Within the records, which lines hold the string "until"? Report each one by copying it.

Data extracts Block Start

PR #1644, opened 2026-05-31
feat(consumer): add adminGrants field for per-operation admin-bypass grants

ravverma:
## Summary

- Adds nullable `adminGrants` field (type `any`) to the `Consumer` entity schema
- Adds `VALID_ADMIN_GRANTS = new Set(['CREATE_SITE'])` static constant on the model
- Adds `validateAdminGrants()` to `ConsumerCollection`: validates plain object, known keys, boolean-true values only; called on `create()` and `save()`
- Updates fixture and unit tests (model + collection)

## Context

Part of the `adminGrants` feature for S2S admin-gated write access. Design: [`platform/decisions/s2s-admin-grants-write-endpoints.md`](https://github.com/adobe/mysticat-architecture/pull/105).

**Dependency order:**
1. ✅ This PR — data model
2. `adobe/mysticat-data-service` — DB migration (nullable `admin_grants jsonb` column + CHECK constraint)
3. `adobe/spacecat-api-service` — `hasAdminGrant()`, `createSite` gate, consumers PATCH, DTO, S2S admin guide

## Test plan

- [ ] `consumer.model.test.js` — `VALID_ADMIN_GRANTS`, `getAdminGrants` getter, `validateAdminGrants` in `save()`
- [ ] `consumer.collection.test.js` — `validateAdminGrants` 7-case block, `create()` calls it

### DIFF
--- a/package-lock.json
+++ b/package-lock.json
@@ -21699,7 +21699,7 @@
     },
     "packages/spacecat-shared-athena-client": {
       "name": "@adobe/spacecat-shared-athena-client",
-      "version": "1.10.2",
+      "version": "1.10.3",
       "license": "Apache-2.0",
       "dependencies": {
         "@adobe/spacecat-shared-utils": "1.96.3",
@@ -23384,7 +23384,7 @@
     },
     "packages/spacecat-shared-cloud-manager-client": {
       "name": "@adobe/spacecat-shared-cloud-manager-client",
-      "version": "1.4.2",
+      "version": "1.4.3",
       "license": "Apache-2.0",
       "dependencies": {
         "@adobe/fetch": "4.3.0",
@@ -24355,7 +24355,7 @@
     },
     "packages/spacecat-shared-content-client": {
       "name": "@adobe/spacecat-shared-content-client",
-      "version": "1.9.2",
+      "version": "1.9.3",
       "license": "Apache-2.0",
       "dependencies": {
         "@adobe/helix-universal": "5.4.2",
@@ -25162,12 +25162,12 @@
     },
     "packages/spacecat-shared-data-access": {
       "name": "@adobe/spacecat-shared-data-access",
-      "version": "3.73.2",
+      "version": "3.73.3",
       "license": "Apache-2.0",
       "dependencies": {
         "@adobe/fetch": "^4.2.3",
         "@adobe/spacecat-shared-utils": "1.105.0",
-        "@aws-sdk/client-s3": "^3.1009.0",
+        "@aws-sdk/client-s3": "^3.940.0",
         "@supabase/postgrest-js": "2.106.2",
         "@types/joi": "17.2.3",
         "aws-xray-sdk": "3.12.0",
@@ -25360,7 +25360,7 @@
       "license": "Apache-2.0",
       "dependencies": {
         "@adobe/spacecat-shared-utils": "1.98.1",
-        "@aws-sdk/client-s3": "^3.1000.0",
+        "@aws-sdk/client-s3": "^3.775.0",
         "@aws-sdk/client-sns": "^3.775.0"
       },
       "devDependencies": {
@@ -25563,7 +25563,7 @@
     },
     "packages/spacecat-shared-google-client": {
       "name": "@adobe/spacecat-shared-google-client",
-      "version": "1.6.2",
+      "version": "1.6.3",
       "license": "Apache-2.0",
       "dependencies": {
         "@adobe/fetch": "4.3.0",
@@ -27340,7 +27340,7 @@
     },
     "packages/spacecat-shared-http-utils": {
       "name": "@adobe/spacecat-shared-http-utils",
-      "version": "1.28.1",
+      "version": "1.28.2",
       "license": "Apache-2.0",
       "dependencies": {
         "@adobe/fetch": "4.3.0",
@@ -28182,7 +28182,7 @@
     },
     "packages/spacecat-shared-ims-client": {
       "name": "@adobe/spacecat-shared-ims-client",
-      "version": "1.13.2",
+      "version": "1.13.3",
       "license": "Apache-2.0",
       "dependencies": {
         "@adobe/fetch": "4.3.0",
@@ -28987,7 +28987,7 @@
     },
     "packages/spacecat-shared-launchdarkly-client": {
       "name": "@adobe/spacecat-shared-launchdarkly-client",
-      "version": "1.2.1",
+      "version": "1.2.2",
       "license": "Apache-2.0",
       "dependencies": {
         "@adobe/helix-universal": "5.4.2",
@@ -33813,7 +33813,7 @@
     },
     "packages/spacecat-shared-tokowaka-client": {
       "name": "@adobe/spacecat-shared-tokowaka-client",
-      "version": "1.17.2",
+      "version": "1.17.3",
       "license": "Apache-2.0",
       "dependencies": {
         "@adobe/spacecat-shared-utils": "1.81.1",
@@ -34622,7 +34622,7 @@
     },
     "packages/spacecat-shared-utils": {
       "name": "@adobe/spacecat-shared-utils",
-      "version": "1.116.4",
+      "version": "1.116.5",
       "license": "Apache-2.0",
       "dependencies": {
         "@adobe/fetch": "4.3.0",
--- a/packages/spacecat-shared-data-access/src/models/consumer/consumer.collection.js
+++ b/packages/spacecat-shared-data-access/src/models/consumer/consumer.collection.js
@@ -70,37 +70,6 @@ class ConsumerCollection extends BaseCollection {
   }
 
   /**
-   * Validates that the given adminGrants map contains only known operation keys with boolean true
-   * values. Called during both create() and save() to prevent invalid admin grant escalation.
-   * @param {object|null|undefined} adminGrants - The adminGrants map to validate.
-   * @throws {ValidationError} - Throws if adminGrants is invalid.
-   */
-  validateAdminGrants(adminGrants) {
-    if (adminGrants == null) {
-      return;
-    }
-
-    if (typeof adminGrants !== 'object' || Array.isArray(adminGrants)) {
-      throw new ValidationError('adminGrants must be a plain object', this);
-    }
-
-    for (const [key, value] of Object.entries(adminGrants)) {
-      if (!Consumer.VALID_ADMIN_GRANTS.has(key)) {
-        throw new ValidationError(
-          `Invalid admin grant key: "${key}". Valid keys: [${[...Consumer.VALID_ADMIN_GRANTS].join(', ')}]`,
-          this,
-        );
-      }
-      if (value !== true) {
-        throw new ValidationError(
-          `adminGrants values must be boolean true. Got "${key}": ${JSON.stringify(value)}`,
-          this,
-        );
-      }
-    }
-  }
-
-  /**
    * Validates that the given imsOrgId is in the allowed list from config.
    * @param {string} imsOrgId - The IMS Org ID to validate.
    * @throws {ValidationError} - Throws if the imsOrgId is not in the allowed list.
@@ -161,7 +130,6 @@ class ConsumerCollection extends BaseCollection {
   async create(item, options = {}) {
     this.#validateImsOrgId(item?.imsOrgId);
     this.validateCapabilities(item?.capabilities);
-    this.validateAdminGrants(item?.adminGrants);
     await this.#validateClientIdUniqueness(item?.clientId);
     return super.create(item, options);
   }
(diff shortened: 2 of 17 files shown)


MysticatBot-Dev (approved):
Hey @ravverma,

## Strengths

- `consumer.collection.js:71-101`: Defensive validation with specific, actionable error messages for every failure path (wrong type, unknown key, non-true value). The allowlist pattern with strict `value !== true` enforcement is the correct security posture for a privilege-granting field.
- `consumer.model.js:61`: `VALID_ADMIN_GRANTS` as a static `Set` mirrors the established `CAPABILITIES` pattern - O(1) lookup, clear semantics, easy to extend. The team can reason about both concepts identically.
- Positive-only grant semantics (only `true` accepted, never `false`) avoids the entire class of allow-vs-deny precedence bugs that plague mixed-mode permission maps.
- Validation fires on both `create()` and `save()` paths, consistent with the existing `validateCapabilities` pattern. Prevents grant escalation via post-creation mutation.
- The nullable field with no `required` constraint means this PR introduces no runtime risk until the full dependency chain is complete.
- `consumer.collection.test.js:278-321`: Direct unit tests cover the full boundary space for the validation method.

## Issues

### Minor (Nice to Have)

1. **consumer.collection.test.js:206 - Test does not verify what its name claims**

   The test `'calls validateAdminGrants during create'` asserts only `expect(result).to.not.be.null`. It proves create succeeds with valid data, not that validation actually ran. If someone removes the `this.validateAdminGrants(item?.adminGrants)` line from `create()`, this test still passes. Consider either renaming it (e.g., `'create succeeds with valid adminGrants'`) or adding a negative case that passes invalid adminGrants to `create()` and expects a `ValidationError` - the latter would catch a regression.

2. **consumer.schema.js:50 - No schema-level type guard on `adminGrants`**

   The attribute is `type: 'any'` with no `validate` callback. While application-level validation in `validateAdminGrants()` is thorough, a minimal schema-level guard would provide defense-in-depth against writes that bypass `create()`/`save()` (bulk imports, direct PostgREST calls). A lightweight option:
   ```js
   .addAttribute('adminGrants', {
     type: 'any',
     validate: (value) => value == null || (typeof value === 'object' && !Array.isArray(value)),
   })
   ```

3. **consumer.collection.test.js - Missing empty-object edge case**

   `validateAdminGrants({})` passes silently (the loop iterates zero times). If that is intentional (semantically "no grants"), a one-line test documenting it clarifies the contract. If it should be rejected (since `null` already means "no grants"), that is a production logic gap worth discussing.

## Recommendations

- Consider whether `VALID_ADMIN_GRANTS` will need to be environment-aware as the feature grows (e.g., grants available in staging before production). Today's static Set is correct for a single grant, but if this grows to 10+ grants with different rollout timelines, a config-driven registry would scale better.
- Consider `Object.freeze(new Set(['CREATE_SITE']))` for `VALID_ADMIN_GRANTS` to prevent runtime mutation of the privilege surface. This follows the same mutable pattern as `CAPABILITIES` so it is consistent with existing convention - just a hardening opportunity.

## Assessment

Ready to merge? Yes

Clean, well-scoped data-model extension that follows existing entity patterns precisely. Validation is allowlist-based, strict on types and values, and enforced on both write paths. The authorization enforcement (checking grants at request time) is correctly deferred to the API service layer. No architectural risk, no security concerns at this layer.

Note: CI checks are still pending - confirm they pass before merging.

---

<sub><b>Skill:</b> pr-review | <b>Model:</b> us.anthropic.claude-opus-4-6-v1[1m] | <b>Duration:</b> 0m 57s | <b>Cost:</b> $2.75 | <b>Commit:</b> <code>820e8ff60938f236af58804ce560dcf3901031f4</code><br>If this code review was useful, please react with 👍. Otherwise, react with 👎.</sub>

MysticatBot-Dev (approved):
Hey @ravverma,

## Strengths

- Previously flagged issues now addressed: all three prior findings implemented cleanly in the latest commit. Test renamed to `'create succeeds with valid adminGrants'`, schema-level validate callback added (`consumer.schema.js:50`), and empty-object edge case test documents the intentional `{}` behavior.
- `consumer.model.js:64`: `ADMIN_GRANTS` as a frozen object with identity-mapped values and `VALID_ADMIN_GRANTS` derived from it is the correct layering. Consuming services import the constant rather than redeclaring magic strings. Clean extension point that mirrors the existing `CAPABILITIES` pattern.
- `consumer.collection.js:72-99`: Validation is well-structured with early returns, strict allowlist enforcement, positive-only semantics (`value !== true`), and specific error messages that include the invalid input and enumerate valid options. The type guard before `Object.entries` prevents prototype pollution vectors.
- `consumer.collection.js:163`: Validation ordering in `create()` is logical - cheap structural checks (imsOrgId, capabilities, adminGrants) before the async uniqueness check. Fail fast on cheap operations.
- `consumer.model.test.js:209`: The assertion that `patcher.save` was NOT called after validation failure confirms the early-exit contract. This is the assertion that actually guards against regression.
- The dependency ordering (data model first, DB migration second, API gate third) is sound. This PR introduces no runtime behavior change until downstream services ship - zero production risk on merge.
- Follows the documented entity pattern precisely: SchemaBuilder DSL, dual write-path validation, and multi-repo coordination per the package CLAUDE.md.

## Issues

### Minor (Nice to Have)

1. **consumer.model.test.js:83-87 - Tautological test on ADMIN_GRANTS constant**

   `expect(Consumer.ADMIN_GRANTS).to.deep.equal({ CREATE_SITE: 'CREATE_SITE' })` re-declares the constant's value and asserts equality. If someone changes the production constant, they change this test in lockstep - it cannot fail in a way that finds a bug. The more useful test already exists at line 89: `VALID_ADMIN_GRANTS` derived from `ADMIN_GRANTS` proves the derivation works. Consider replacing with a structural assertion (`Object.isFrozen`, keys are non-empty strings) or removing it since line 89 transitively proves the constant exists and has the expected shape.

2. **consumer.collection.test.js:220 - Weak assertion on create success path**

   `expect(result).to.not.be.null` would pass even if `create()` returned an empty object or string. Asserting on a property of the returned model (e.g., `expect(result.getAdminGrants()).to.deep.equal({ CREATE_SITE: true })`) would prove the data flows through. Low-priority since the negative companion test at line 224 already guards against regression.

## Recommendations

- When the second grant key arrives in `VALID_ADMIN_GRANTS`, consider adding a multi-key test (`{ CREATE_SITE: true, NEW_OP: true }`) to verify the validation loop handles more than one entry. Not needed today with a single key.
- Consider whether `ADMIN_GRANTS` should eventually live in a shared constants export from the package index rather than only on the Consumer class. If other entities gain admin-grant-gated operations, a single-entity registry will feel awkward. Not urgent for one grant, but worth a brief conversation before the third arrives.

## Assessment

Ready to merge? Yes

Clean, well-scoped data-model extension that follows every established pattern in the entity system. Validation is allowlist-based, strict on types and values, and enforced on both write paths. No architectural risk, no security concerns, and all prior review findings addressed precisely. The author's pushback on Object.freeze was technically correct - dropped.

Note: CI test check is still pending - confirm it passes before merging.

---

<sub><b>Skill:</b> pr-review | <b>Model:</b> us.anthropic.claude-opus-4-6-v1[1m] | <b>Duration:</b> 0m 38s | <b>Cost:</b> $2.36 | <b>Commit:</b> <code>f1f04395d1de9c4a8341c28cc220f4e191dae963</code><br>If this code review was useful, please react with 👍. Otherwise, react with 👎.</sub>

MysticatBot-Dev (approved):
Hey @ravverma,

## Strengths

- Previously flagged issues now addressed cleanly: the tautological `ADMIN_GRANTS` assertion (`consumer.model.test.js:83-93`) replaced with structural checks (`Object.isFrozen`, non-empty keys, identity-mapped values), and the create success path (`consumer.collection.test.js:222`) now asserts `result.getAdminGrants()` returns the expected value rather than just non-null.
- `consumer.collection.js:71-99`: Validation method is well-structured with early returns, type guards before iteration, and specific error messages that include both the invalid input and the set of valid options. Mirrors `validateCapabilities` exactly.
- `consumer.model.js:64-70`: `ADMIN_GRANTS` as a frozen identity-mapped object with `VALID_ADMIN_GRANTS` derived from it is the right layering - single source of truth, clear derivation, consuming services import constants rather than redeclaring strings.
- Positive-only grant semantics (`value !== true` enforcement) avoids the entire class of allow/deny precedence bugs. Sound security posture for a privilege-granting field.
- Validation enforced on both `create()` and `save()` paths prevents grant escalation via post-creation mutation. Consistent with the existing `validateCapabilities` pattern.
- Schema-level validate callback (`consumer.schema.js:50-53`) provides defense-in-depth without duplicating full business logic from the collection validator.
- `consumer.model.test.js:195-210`: The negative-path test asserts both the rejection message AND that `patcher.save` was NOT called - the high-value regression guard that proves the early-exit contract.
- The multi-repo dependency ordering (data model -> DB migration -> API gate) is correct and explicitly documented. This PR introduces no runtime behavior change on its own.

## Issues

### Minor (Nice to Have)

1. **consumer.model.test.js:183-191 - Interaction-only assertion on save happy path**

   The test `'calls this.collection.validateAdminGrants with adminGrants on save'` stubs `validateAdminGrants` and asserts only `.calledOnceWith(...)`. This is interaction verification on an internal collaborator. It cannot detect a regression where `validateAdminGrants` is called but its result is ignored, or where the method signature changes but still passes.

   The companion negative test (line 195) already covers the critical path (validation failure prevents save), which is the higher-value assertion. Not worth blocking since it mirrors the existing `validateCapabilities` pattern in the same file - just noting that the pattern is interaction-heavy.

## Assessment

Ready to merge? Yes

Clean, well-scoped data-model extension that follows every established entity pattern. Validation is allowlist-based, strict on types and values, and enforced on both write paths. No architectural concerns, no security issues, no convention violations. All prior review findings addressed precisely. The authorization enforcement (checking grants at request time) is correctly deferred to the API service layer.

Note: CI test check is still pending - confirm it passes before merging.

---

<sub><b>Skill:</b> pr-review | <b>Model:</b> us.anthropic.claude-opus-4-6-v1[1m] | <b>Duration:</b> 0m 27s | <b>Cost:</b> $2.39 | <b>Commit:</b> <code>1cb32e91c67b63b834bf4d9bda6a5d535cc67519</code><br>If this code review was useful, please react with 👍. Otherwise, react with 👎.</sub>

MysticatBot (approved):
Hey @ravverma,

## Strengths

- `consumer.model.js:57`: The design pivot from a separate `adminGrants` authorization surface to extending the existing `CAPABILITIES` model is the right call. One authorization model is strictly simpler than two, and the `site:readAll` precedent proves the pattern already handles admin-gated operations. This eliminates a DB migration, a new validation layer, and a new API surface in downstream services.
- `consumer.model.js:54-56`: The updated JSDoc is precise and actionable - it names the concrete route (`POST /sites`), explains the gating semantics, and retains the important caveat that schema validity does not imply a reachable route.
- The diff is focused and backward-compatible. One conceptual change, production file and tests updated in lockstep. No existing capability string changes meaning, no consumers break, no migration required. The new `create` entry is inert until the API service enforces it.
- The multi-repo dependency chain collapsed from 3 coordinated PRs (shared model + DB migration + API gate) to 2 (shared model + API gate). Meaningful operational simplification.
- Follows all documented conventions: entity pattern structure, test mirroring, conventional commits, fixture in sync.

## Issues

### Minor (Nice to Have)

1. **PR title and description are stale after design pivot**

   The title is "add adminGrants field for per-operation admin-bypass grants" and the body describes `adminGrants`, `VALID_ADMIN_GRANTS`, and `validateAdminGrants()`. The actual diff adds `'create'` to `CAPABILITIES` with no adminGrants machinery. Since this repo uses semantic-release to auto-generate CHANGELOG.md from merge commit messages, the current title will produce a misleading changelog entry.

   **Fix:** Update PR title to something like `feat(consumer): add 'create' capability for admin-gated write operations` and update the body to reflect the current implementation.

2. **consumer.model.test.js:65-67 - Redundant test assertion**

   The new test `'has CAPABILITIES including create'` can never fail when the `deep.equal` assertion on line 63 passes. `deep.equal(['read', 'write', 'delete', 'readAll', 'create'])` already proves `create` is present. The `.include` test is a strict subset of information already asserted three lines above.

   **Fix:** Remove the `'has CAPABILITIES including create'` test block.

## Assessment

Ready to merge? Yes

Clean, minimal extension of an established pattern. The design pivot eliminated accidental complexity, and the implementation follows the existing `CAPABILITIES` convention precisely. Neither minor item is worth blocking on.

---

<sub><b>Skill:</b> pr-review | <b>Model:</b> us.anthropic.claude-opus-4-6-v1[1m] | <b>Duration:</b> 0m 27s | <b>Cost:</b> $1.86 | <b>Commit:</b> <code>30b53a852999de18c53545028dd557571e1f8c43</code><br>If this code review was useful, please react with 👍. Otherwise, react with 👎.</sub>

Data extracts Block End

# Result for this task:
- The nullable field with no `required` constraint means this PR introduces no runtime risk until the full dependency chain is complete.
- The dependency ordering (data model first, DB migration second, API gate third) is sound. This PR introduces no runtime behavior change until downstream services ship - zero production risk on merge.
- The diff is focused and backward-compatible. One conceptual change, production file and tests updated in lockstep. No existing capability string changes meaning, no consumers break, no migration required. The new `create` entry is inert until the API service enforces it.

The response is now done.